A framework for resource management of VPLS connections over MPLS core networks

Virtual Private LAN Service (VPLS) is a Layer 2 (L2) service that emulates Ethernet LAN across a WAN. It differs from conventional L2 Virtual Private Networks (VPNs) by connecting customers through a multipoint network. One solution to provide the service is through an Multi-Protocol Label Switching (MPLS) core that supports Traffic Engineering (TE). However, TE functionality is limited to Point-to-Point (P2P) paths, while supporting VPLS requires point-to-multipoint traffic forwarding. This thesis presents an integrated framework for resource management of VPLS connections over MPLS networks. The framework consist of a group of interdependent algorithms to manage resources over all network levels.

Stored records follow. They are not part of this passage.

Issue #276, opened 2016-01-22
mediaHandlingFactory for testing calls with node


andrewvmail:
Hi Guys, just wanna say wonderful library you guys have here. 

Now that said, I know that nodejs support is pretty experimental. But could someone give me guidance on how to get mediaHandling working something in the line of accepting the calls and playing an audio of some sort and hang up. 

I was able to get everything going, overriding the mediaHandlerFactory with an empty get and set descriptions functions. But not sure where to start to get media flowing from both UA running in node.

Thanks
Andrew

josephfrazier:
It used to be the case that you could use [`wrtc`](https://github.com/js-platform/node-webrtc) to receive audio, after providing it as the WebRTC implementation as described in https://github.com/onsip/SIP.js/pull/108. However, `wrtc` dropped MediaStream support somewhere around https://github.com/js-platform/node-webrtc/commit/992543f249dca33060eef76090c4aaebd9f24985, so you'd have to use an old version to make that work.

I'm not aware of any other MediaStream implementations for Node, but you might be able to use something like [NW.js](http://nwjs.io/) or [Electron](http://electron.atom.io/) to create a standalone webapp that supports media streaming, if you're interested in that.

josephfrazier:
I'm closing this for now. https://github.com/feross/webtorrent-hybrid/issues/5#issuecomment-178995442 lists some libraries that may be useful for server-side MediaStream support. Specifically, if [electron-webrtc](https://github.com/mappum/electron-webrtc) adds MediaStream support, it may be possible to use it to receive (and potentially send?) audio.

PR #313, opened 2016-04-15
add supports for react-native

zxcpoiu:
add new environment to support react native.

the webrtc library use https://github.com/oney/react-native-webrtc
and websocket uses react-native's polyfill.

### DIFF
--- a/src/environment_react_native.js
+++ b/src/environment_react_native.js
@@ -1,0 +1,38 @@
+"use strict";
+var DeviceEventEmitter = require('react-native').DeviceEventEmitter;
+var WebRTC = require('react-native-webrtc');
+
+var toplevel = global.window || global;
+
+module.exports = {
+  WebSocket: toplevel.WebSocket || require('ws'),
+  Transport: require('./Transport'),
+  open: toplevel.open, // null: only use in followRefer() in Session.js
+  Promise: toplevel.Promise || require('promiscuous'),
+  timers: {
+    'setTimeout': toplevel.setTimeout,
+    'clearTimeout': toplevel.clearTimeout,
+    'setInterval': toplevel.setInterval,
+    'clearInterval': toplevel.clearInterval
+  },
+
+  // Console is not defined in ECMAScript, so just in case...
+  console: toplevel.console || {
+    debug: function () {},
+    log: function () {},
+    warn: function () {},
+    error: function () {}
+  },
+
+  MediaStream: WebRTC.MediaStream,
+  getUserMedia: WebRTC.getUserMedia,
+  RTCPeerConnection: WebRTC.RTCPeerConnection,
+  RTCSessionDescription: WebRTC.RTCSessionDescription,
+
+  // we don't need html audio/video tag to render media.
+  addEventListener: DeviceEventEmitter.addEventListener, // only used in UA.js that try to listen 'unload' browser event
+  HTMLMediaElement: toplevel.HTMLMediaElement, // null: only used in desugar() in Session.js.
+  attachMediaStream: toplevel.attachMediaStream, // null: only used in WebRTC/MediaStreamManager, and has a fall back function.
+  createObjectURL: toplevel.URL && toplevel.URL.createObjectURL,
+  revokeObjectURL: toplevel.URL && toplevel.URL.revokeObjectURL
+};
--- a/package.json
+++ b/package.json
@@ -7,6 +7,9 @@
   "browser": {
     "./src/environment.js": "./src/environment_browser.js"
   },
+  "react-native": {
+    "./src/environment.js": "./src/environment_react_native.js"
+  },
   "homepage": "http://sipjs.com",
   "author": "OnSIP <developer@onsip.com> (http://sipjs.com/authors/)",
   "contributors": [


zxcpoiu:
Hmm...
I don't know why Travis build failed.

The `react-native` column in package.json is used to tell react native packager.

james-criscuolo:
Hi @zxcpoiu,
  Once the Travis check is passing for this PR and the later one (#314) we will consider them.

Thanks,
James

zxcpoiu:
yeah, I will do that, thanks!

src/environment_react_native.js
```diff
@@ -0,0 +1,38 @@
+"use strict";
+var DeviceEventEmitter = require('react-native').DeviceEventEmitter;
+var WebRTC = require('react-native-webrtc');
```
josephfrazier: I'm not familiar with the react-native workflow, but I'm assuming that it automatically provides the `react-native` dependency. Is that the case?

What about the `react-native-webrtc` dependency? I'm guessing it doesn't get automatically provided by react-native, so is the assumption that the developer will have to manually install it alongside `sip.js`?

josephfrazier:
React Native support is an exciting prospect, but I'm curious whether this is the best way to go about it, as you can see in my code comment above.

For what it's worth, you should be able to add React Native support at runtime as outlined in https://github.com/onsip/SIP.js/pull/108, and you could even create a separate package (say, `react-native-sip.js`) that wraps everything up cleanly into a single module.

src/environment_react_native.js
zxcpoiu: yes, if you are running on react native, it will provide:

* react-native module
* global var
* global WebSocket and Promise
* the rest except I commented as `null`

`react-native-webrtc` is a third party module needs to install manually.

the field `react-native` in package.json is specifically for react native, it's packager will check that field and replace files like `browser` field does.

zxcpoiu:
a different module is a way to go, but it looks a bit odd which just have a index.js wrapper and a package.json to specify `sip. js` and `react-native-webrtc` deps and also harder to maintain issues.

the think I'm not sure about is it lacks support of `global.open` function which used in `follow_refer()`

does node user have to install `wrtc` manually? if yes, I don't see any bad would happen. it won't touch neither `environment_browser.js` nor `environment. js` because the `react-native` field in `package. json`.

Sorry, I have limited knowledge about these.
How about we merged it as a `experiment` comment and I can provide a README section?

josephfrazier:
> the think I'm not sure about is it lacks support of global.open function which used in follow_refer()

That's not really a big deal, as [it's used only when the Refer-To URI is not sip: or sips:](https://github.com/onsip/SIP.js/blob/fa6e596ee9998780f01ee5eaf55e7b75a9b16860/src/Session.js#L257-L265), which is rather uncommon.

> does node user have to install wrtc manually?

One of the server-side sip.js use cases is: for signaling only, without any media handling. That, along with undeveloped media-handling support in Node.js, is partially why sip.js doesn't depend on server-side media module. In fact, [`wrtc` dropped MediaStream support](https://github.com/onsip/SIP.js/issues/276#issuecomment-173942462), so it doesn't even work for audio anymore (and I had only ever gotten it to work for receiving audio anyway). At any rate, I don't think it would be appropriate to list as a dependency and force users to download, especially since most of our users are browser-based. Of course, this is also the case with `react-native-webrtc` (especially given its size). I was really just more curious about how all the dependencies were handled. I think it's totally appropriate to ask users to install `react-native-webrtc` manually if these changes were merged in.

> a different module is a way to go, but it looks a bit odd which just have a index.js wrapper and a package.json to specify sip. js and react-native-webrtc deps and also harder to maintain issues.

I don't think wrapper modules like this are all that uncommon (AngularJS wrappers for various modules come to mind, as do React Native wrappers, for that matter). Whether they're a good idea is a separate question, of course. You have a good point about issue maintenance, for one. I can see how it would be a pain to have to "forward" sip.js issues to this repo, while keeping the react-native ones elsewhere.

On the other hand, supported another platform like this implies that other developers would need to do extra testing to avoid accidentally breaking compatibility with react-native. Given the small scope of this change, I imagine that's relatively unlikely, but I could definitely imagine someone changing `environment_browser.js` (from which `environment.js` extends), and forgetting about  `environment_react_native.js`. You could reduce this possibility by having `environment_react_native.js` also extend from one of the other two `environment` files.

> Sorry, I have limited knowledge about these.

No problem, I've been learning things from this thread too 😄 

> How about we merged it as a experiment comment and I can provide a README section?

I think that adding a section to the README demonstrating how to set up a "Hello World" project would definitely help here, as it would allow the repo collaborators to try it out and see how it works, as well as guiding future users, and providing a reminder for why the react-native code is here in the first place.

Personally, I'm curious to see how this would work out, and I'd be excited to give it a try if you provided instructions (even better, a premade "Hello World" project I could clone and run). I hope this helps!

zxcpoiu:
you are right, this may cause some confusions and add complexity for maintaining.

and yes, to have hardcoded dependencies of an specific implementation doesn't feel right.
and it seems there are no way for user to specify a dependence via tag when `npm install` currently.

`react-native-webrtc` is the only one implementation on `react-native` AFAIK, and there is another implementation for mobile webrtc called [openwebrtc](https://github.com/EricssonResearch/openwebrtc) by Ericsson. it can run on `Cordova` but has not porting to `react-native` yet. maybe I will do that when I have time to experiment.

>You could reduce this possibility by having environment_react_native.js also extend from one of the other two environment files.

I am not exactly understand what you mean about `extend` from one of the other two.

doesn't it `environment_react_native.js` replaced `environment.js` if we have field  `react-native` in `package.json`?

like `environment_browser.js`, how can I extend from it if I'm the replacer environment? 😕 

anyway, it is not an easy work for sure.
especially react-native is in it‘s youth and it is commonly to have to manually tweaking your setup (android/iOS library paths, permissions and so on) after `npm install`, not to mention you don't have `audio/video` tag like in browser, so you need to control media in `react-native` way. 😵 

FWIW, there is `rnpm`, it is a npm for `react-native `, maybe it helps.

alright, let's leave this PR for a while here for further discussion.

I will make an easy repo for you guys to play around and see what we will get.

in the mean time, I will eat more documens and try to level-up in order to discuss with you. 😱 

thanks for your time and patiences and of course all the decent works.

alioguzhan:
@zxcpoiu Hey, can i use sip.js with react native now? Or we should wait till your PR gets merged?

In the mean time, any suggestion d be great for implementing sip with react native.

Thanks

zxcpoiu:
@alioguzhan yes of course, `sip.js` is mature enough, but `react-native` still stands on the blooding-edge. My scenario is audio only, and reaching to semi-production stage, but still figuring out what is the best practice and some unclear issues to be fixed. I will create a demo once these things are done.

**how to use:**

once you have all `react-native` modules setup, just **manually patch this PR**, and you can use `sip.js`.
you may want to check/patch #314 as well.

**below is some point I can tell:**

* If you want to use video, you may have lot more pains than audio only, since you need to dealing with view rendering.
* the connection-handling / life-cycle in mobile world is much more painful than in PC's browser.
* you may need to adjust lots of logic flow **depends on your scenario**, this is [my dirty works](https://github.com/zxcpoiu/SIP.js/commits/react-native)
* you would need a stable sip/turn server compatible enough with `sip.js`

alioguzhan:
@zxcpoiu Thanks for detailed explanation! Looks like it is almost impossible using sip.js with proper and native ways. But what about webviews?

What if we put a webview includes only <video> and some <button> elements. I can write all logic in a html file with some javascript. Can we make it work? Sure, i will try this. Asking just for a brainstorm :)

zxcpoiu:
oh, sorry for the misleading.

`sip.js` is mature enough and handled sip signals well, the problems is in `native side` ( `react-native`/`react-native-webrtc`/native limitations ) no matter used in webview or native view.

The point is all based on what features you want to implement.

if you want just a "click to call" feature, then it is fairly easy to implement, in webview/chrome/react-native.

but if to refers to "receiving calls"/"support audio routing to vary devices"/"permissions and system call priority"/"push notification wake up", then it would be complex. ( that's my case )

because PC's browser doesn't have this conflict environments and mostly handles all for you well.

so, `sip.js` itself is absolutely can be used in mobile without problems, the blooding part is `react-native` and `react-native-webrtc` which acts differently than PC's browser. you don't have to worry about `sip.js` much.

I was successfully got `sip.js` running in android chrome with pure html and js, but the limitations of native accessibility forced me to go with native app.

I don't have experiences in `webview`, but I think it's worthy a try if you just have to implement something like `click to call`

my two cents.

alioguzhan:
@zxcpoiu got it. I need exactly same features as in desktop/browser environments. Like receiving and sending video&audio calls based on users' sip account credentials. Since my app will be a launch screen app, I don't interested about wake on push notifications part.  Because app will be always open. 

Looks like i need to implement one of those native sip libraries written in Java. And try to use them as native modules from react native side. 

Can you suggest anything else?

zxcpoiu:
> Because app will be always open.

I have doubt with it.

Both Google and Apple tends to put more and more restrictions on persistent connections and clearly recommends that voip apps should use push notification to wake app up.
The app live or not, the decision all owned by the system, eventually. But it is only my bet based on my observation.

If you have to use `react-native`, currently, your best bet is: `sip.js` + `react-native-webrtc` (of course, or I won't use them )

**you need to decide:**

* you want to handle sip signaling in `js` or `native`
* use persistent connection to register or wake up by push notification
* license
* do you really need react-native

**for another options:**

* ( signal functions on js, media functions on native ) porting [openwebrtc](https://github.com/EricssonResearch/openwebrtc) to a `react-native` module. but you still need `sip.js` to handle sip signals in js.

* ( both signal and media functions on native ) porting [linphone](https://www.linphone.org/) to react-native 

* ( both signal and media functions on native ) porting [pjsip](http://www.pjsip.org/) to react-native  there is a repo [react-native-pjsip](https://github.com/datso/react-native-pjsip) tring to porti from pjsip, but still in development.


that's what I can tell. and this topic is way beyond the scope of `sip.js`
it's never been easy to make a decent sip app, good luck

rcastro83:
zxcpoiu

I have a doubt on the options passed to the accept method of InviteClientContext:

with this object
{
                media: {
                    constraints: {
                        audio: true,
                        video: false,
                    },
                    render: {
                    	local: this.containerLocal,
                    	remote: this.containerRemote,
                    }
                },
            };

Where the local and remote are ref's to <RTCView> .

I have to do this ?

Because on this scenario i'm not getting audio and asterisk place the call on hold because of this "c=IN IP4 0.0.0.0"

Any idea ? 

Thanks.

zxcpoiu:
There is no `video` nor `audio` elements in `react-native` like in browser. ( maybe there are some modules   do the polyfill that I didn't notice.  )
This different behavior is one of the main reason that this PR can't be merged smoothly.

`react-native-webrtc` use different way to render media stream,

for audio, controlled via Stream.getTrack() directly, and you don't have to render on a `audio` element, it's done by webrtc itself automatically.

for video, `react-native-webrtc` use a `react native View` to render, you can check the source code for the implementation.

zxcpoiu:
about questions to `react-native-webrtc`, please go to https://github.com/oney/react-native-webrtc for helps.

james-criscuolo:
At this point, I feel this is more of a discussion topic than something we will accept as a PR.  `react-native-webrtc` is also a very active project, so it's likely what's necessary has changed since the time this PR was opened.

Please feel free to continue this as an issue or in the google group.

Thanks,
James

ostrichegret:
@zxcpoiu Hi, I am very interested on React Native integration and want to try React Native + React Native Webrtc + SIP.js

So i did this:
react-native init WebrtcDemo
cd WebrtcDemo
npm install
npm install --save react-native-webrtc
open package.json, add dependency "sip.js": "https://github.com/zxcpoiu/SIP.js.git" for react native mod
npm install
open App.js, add these lines:
import {
  RTCPeerConnection,
  RTCMediaStream,
  RTCIceCandidate,
  RTCSessionDescription,
  RTCView,
  MediaStreamTrack,
  getUserMedia,
} from 'react-native-webrtc';

import sip from 'sip.js';

and i got error: bundling failed: UnableToResolveError: Unable to resolve module `events` from `D:\WebrtcDemo\node_modules\sip.js\src\EventEmitter.js`: Module does not exist in the module map.

Do you have a demo to do sip call? 
Thank you very much

PR #314, opened 2016-04-15
add ice into candidate if not in sdp.

zxcpoiu:
some WebRTC implementation may not include ice candidate after createOffer/createAnswer.

Since sip.js doesn't support ice trickling and using defer to wait all candidates to be found, we need to make sure our sdp has ice candidates.

It would be better to make it optional and default enabled for future support of ice trickling.

### DIFF
--- a/src/WebRTC/MediaHandler.js
+++ b/src/WebRTC/MediaHandler.js
@@ -494,8 +494,19 @@ MediaHandler.prototype = Object.create(SIP.MediaHandler.prototype, {
         }
         return deferred.promise;
       })
-      .then(function readySuccess () {
-        var sdp = pc.localDescription.sdp;
+      .then(function shouldAppendIceToSdp() {
+        // TODO: should make this optional if we want to support ICE Trickling
+        if (pc.localDescription.sdp.indexOf('candidate') < 0) {
+          return SIP.Utils.promisify(pc, methodName, true)(constraints)
+            .then(function(sdp){
+              return sdp.sdp;
+            });
+        } else {
+          return '';
+        }
+      })
+      .then(function readySuccess (sdp) {
+        sdp = sdp || pc.localDescription.sdp;
 
         sdp = SIP.Hacks.Chrome.needsExplicitlyInactiveSDP(sdp);
         sdp = SIP.Hacks.AllBrowsers.unmaskDtls(sdp);


zxcpoiu:
updated! tell me if I did anything wrong. :)

james-criscuolo:
Hi @zxcpoiu,
  Does the creation of the offer/answer on line 486 not cause this inclusion of the ice candidates? I don't doubt that this fixed a problem for you, I just want to make sure we know exactly why this is happening. What implementation did this affect?

As the PR stands, it looks like you may create duplicate offers/answers, so I'm not sure why the second one makes a difference. Maybe the ice states have changed since we last looked at this code? Also, the code you added does not wait for any particular ice state to occur, so at minimum that would need to be added as well.

- James

zxcpoiu:
sorry for the late,

in [line L491](https://github.com/zxcpoiu/SIP.js/blob/option-get-ice/src/WebRTC/MediaHandler.js#L491), doesn't it defer the promise and wait until `iceGatheringState`  changed to `complete`? or did I missed something.

I'm using `react-native-webrtc` implementation, and the core webrtc library also using google one.

chrome and firefox seems includes all candidates into sdp by default. 
I'm not sure if `includes all candidates into sdp` is the default action of webrtc core library or it is a customization by chromium and firefox, my guess is later because google's webrtc support ice trickle by default.

**All my assumption needs to be verified carefully. I will keep experiment**

so that's why I need to issue `createOffer/createAnswer` again after the state become `complete` ( it will cache ice candidate, and bundle it into sdp if any. )

there is an article says: 
> Firefox includes the Candidate in the Offer SDP.

https://developer.mozilla.org/en-US/docs/Web/API/WebRTC_API/WebRTC_basics

james-criscuolo:
Line L491 checks to make sure that the ice state has not already switched to complete before we arrived at that point. The else condition under it is the piece that waits until the `complete` state.

I think the correct way to handle this would be to call createOffer/Answer once, either where it currently is, or where you are suggesting, but not both. Your research seems to point to your createOffer/Answer call being in the correct position, but as you stated, we'd definitely need sufficient evidence (both through your testing and ours) that this will still work.

Intuitively, your placement seems more correct, given that the candidates do need to be in the sdp that's being generated, so hopefully some testing will back that intuition. Let me know if you need help factoring out the original createOffer/Answer call, and I can look into providing a patch.

Thanks,
James

zxcpoiu:
thank you James
will ping you if I got any result.
my direction is to read the webrtc source code, for the result be much more solid.

belows are some notes

**Some points noted here for who are interested in this**

* the `ice gathering process` triggered after [setLocalDescription()](https://tools.ietf.org/html/draft-ietf-rtcweb-jsep-12#section-4.1.5) is called.

* we must considering support of ice trickling as an option sooner or later.

**My observation and assumption so far: ( NEED VERIFIED )**

1. google's webrtc library enable ice trickling by default, so it does not bundle candidates into sdp.

2. Firefox does bundle ice candidates into sdp

3. Chrome does not bundle original, but it does now.


**Links**

[setLocalDescription starts candidate gathering?](https://groups.google.com/forum/#!topic/discuss-webrtc/W412UnSooCc) and [necessary to send ice candidates across, or do they come packaged in offer/answer data?](https://groups.google.com/forum/#!topic/discuss-webrtc/UOnopWJ1l44) describes the same issue which ice candidates are not included into sdp about chrome.  

[Disable ICE Trickling](http://muaz-khan.blogspot.tw/2015/01/disable-ice-trickling.html) this blog describes how to disable and workaround of trickle ice.  
[WebRTC ICE candidate in Firefox](http://stackoverflow.com/questions/25488318/webrtc-ice-candidate-in-firefox) is a related SO thread.

markandrus:
WebRTC implementations [should include any ICE candidates gathered in the `localDescription`](http://w3c.github.io/webrtc-pc/#dom-rtcpeerconnection-currentlocaldescription).

> The `currentLocalDescription` attribute MUST return the last value that algorithms in this specification set it to, completed with any local candidates that have been generated by the ICE Agent since the offer or answer was created. Prior to being set, it returns null.

This is also specified in [JSEP](https://tools.ietf.org/html/draft-ietf-rtcweb-jsep-14#section-4.1.7):

> The currentLocalDescription method returns a copy of the current negotiated local description - i.e., the local description from the last successful offer/answer exchange - in addition to any local candidates that have been generated by the ICE Agent since the local description was set.

Granted these are drafts, but Chrome and Firefox do this. Perhaps `react-native-webrtc` is doing something differently?

zxcpoiu:
Thanks @markandrus for your tips.

`react-native-webrtc` is simply a wrapper of native webrtc library ( same library woth chrome, but in different branch version ) as I see now.

if I call `createOffer` again after ice completed, the returned sdp contains all candidates, it means even in `react-native-webrtc` 's native webrtc lib would bundle candidates into sdp if any.

so the question would became:

* when should update pc.localDescription
  1. update pc.localDescription when got a new ice candidates?
  2. stores all candidates in ice agent, bundle into sdp only when user access pc.localDescription

* how to insert different media type candidates into pc.localDescription at a proper position respect to video/audio parts
  
Hmm... I guess this discussion is a little bit off topic and out of scope of this repo.

This really should dig into source code, to see how native webrtc acts, and how chrome's abstraction api does. I'm still too young to comment on this. :(

james-criscuolo:
Hi,
  As mentioned above, this PR got a little out of scope. As with #313, please continue this discussion as an issue or in our Google Group.

Thanks,
James

PR #321, opened 2016-04-27
Session emits "confirmed" with the ACK

markandrus:
Hi SIP.js Team,

Here is the followup to #296. I included the first commit, "checkTransaction should use stateChanged", because @james-criscuolo indicated it would be worth taking; however, the real change though is in the second commit, which updates Session to emit a "confirmed" event with the ACK it receives.

Thanks,
Mark


james-criscuolo:
Hi @markandrus,
  This looks good, I'll let the other authors know to give a look before merging sometime next week.

Thanks,
James

Issue #323, opened 2016-04-29
Notification about INFO message was recently removed


alexandrkozlov:
Hi,

You recently removed notification about INFO message called from _Session.js_:
>      case SIP.C.INFO:
>        if(this.status === C.STATUS_CONFIRMED || this.status === C.STATUS_WAITING_FOR_ACK) {
>               ..........
>                this.emit('info', request)
>               ..........
>                request.reply(200);

We really need it in our application, please replace:
>      case SIP.C.INFO:
>               ..........
>                request.reply(415, null, ["Accept: application/dtmf-relay"]);

with the following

At the network level, we propose a single path and multi-path critical link Point-to-MultiPoint (P2MP) routing algorithms. The algorithms compute paths such that the links that are important for routing the traffic of other source-destinations sets are avoided as much as possible. Evaluating the performance of the algorithms revealed that they are capable of doubling the number of admitted requests of two outstanding algorithms reported in the literature.; At the path level, we propose a delay partitioning algorithm that simultaneously partitions multiple end-to-end Quality of Service (QoS) requirements. The proposed algorithm, Distribution Based Delay Partitioning (DBDP), optimally partitions the end-to-end delay and the logarithm of the end-to-end violation probability into the link delays and the logarithm of the link violation probabilities, all in a manner that minimizes the upper bound of the violation probability. Extensive simulation shows that DBDP is able to admit around two times the number of connections admitted by two QoS partitioning algorithms used for comparison.; At the link level, we design two Measurement Based Admission Control (MBAC) algorithms to reserve link resources. The algorithms reserve resources based on the measurement of delay rather than measurement of bandwidth, which has been the norm in existing algorithms. As a result, the algorithms are capable of meeting the distinct delay violation probability requirements of each VPLS connection. Simulation reveals that the proposed algorithms increase the number of admitted connections by about two to three times that of deterministic algorithms.